What the exercise asks
Locate every line below that contains the word "Flags" and copy it.

Data extract
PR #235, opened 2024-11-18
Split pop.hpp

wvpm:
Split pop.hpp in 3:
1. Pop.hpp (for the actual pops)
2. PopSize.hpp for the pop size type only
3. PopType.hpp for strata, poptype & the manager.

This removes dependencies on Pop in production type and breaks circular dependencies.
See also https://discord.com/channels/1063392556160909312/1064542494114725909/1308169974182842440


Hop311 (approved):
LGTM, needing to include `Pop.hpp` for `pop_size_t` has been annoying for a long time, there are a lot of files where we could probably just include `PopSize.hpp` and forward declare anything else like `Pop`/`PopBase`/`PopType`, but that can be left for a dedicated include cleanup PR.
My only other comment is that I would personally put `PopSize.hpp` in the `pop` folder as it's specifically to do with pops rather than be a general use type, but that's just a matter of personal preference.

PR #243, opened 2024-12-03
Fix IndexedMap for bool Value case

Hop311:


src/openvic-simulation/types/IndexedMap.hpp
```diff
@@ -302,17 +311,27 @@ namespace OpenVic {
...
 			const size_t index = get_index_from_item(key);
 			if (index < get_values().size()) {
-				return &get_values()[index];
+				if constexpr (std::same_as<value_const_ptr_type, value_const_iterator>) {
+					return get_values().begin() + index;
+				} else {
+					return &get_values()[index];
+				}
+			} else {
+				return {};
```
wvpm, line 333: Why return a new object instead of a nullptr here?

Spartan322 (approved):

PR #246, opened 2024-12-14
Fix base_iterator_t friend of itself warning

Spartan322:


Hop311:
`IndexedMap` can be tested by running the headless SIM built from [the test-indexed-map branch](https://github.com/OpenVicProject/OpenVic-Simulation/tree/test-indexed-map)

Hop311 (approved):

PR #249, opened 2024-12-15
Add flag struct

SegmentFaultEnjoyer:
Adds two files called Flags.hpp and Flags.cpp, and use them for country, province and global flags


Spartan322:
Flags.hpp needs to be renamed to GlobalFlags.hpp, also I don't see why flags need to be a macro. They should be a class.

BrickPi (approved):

Answer to this exercise
Adds two files called Flags.hpp and Flags.cpp, and use them for country, province and global flags
Flags.hpp needs to be renamed to GlobalFlags.hpp, also I don't see why flags need to be a macro. They should be a class.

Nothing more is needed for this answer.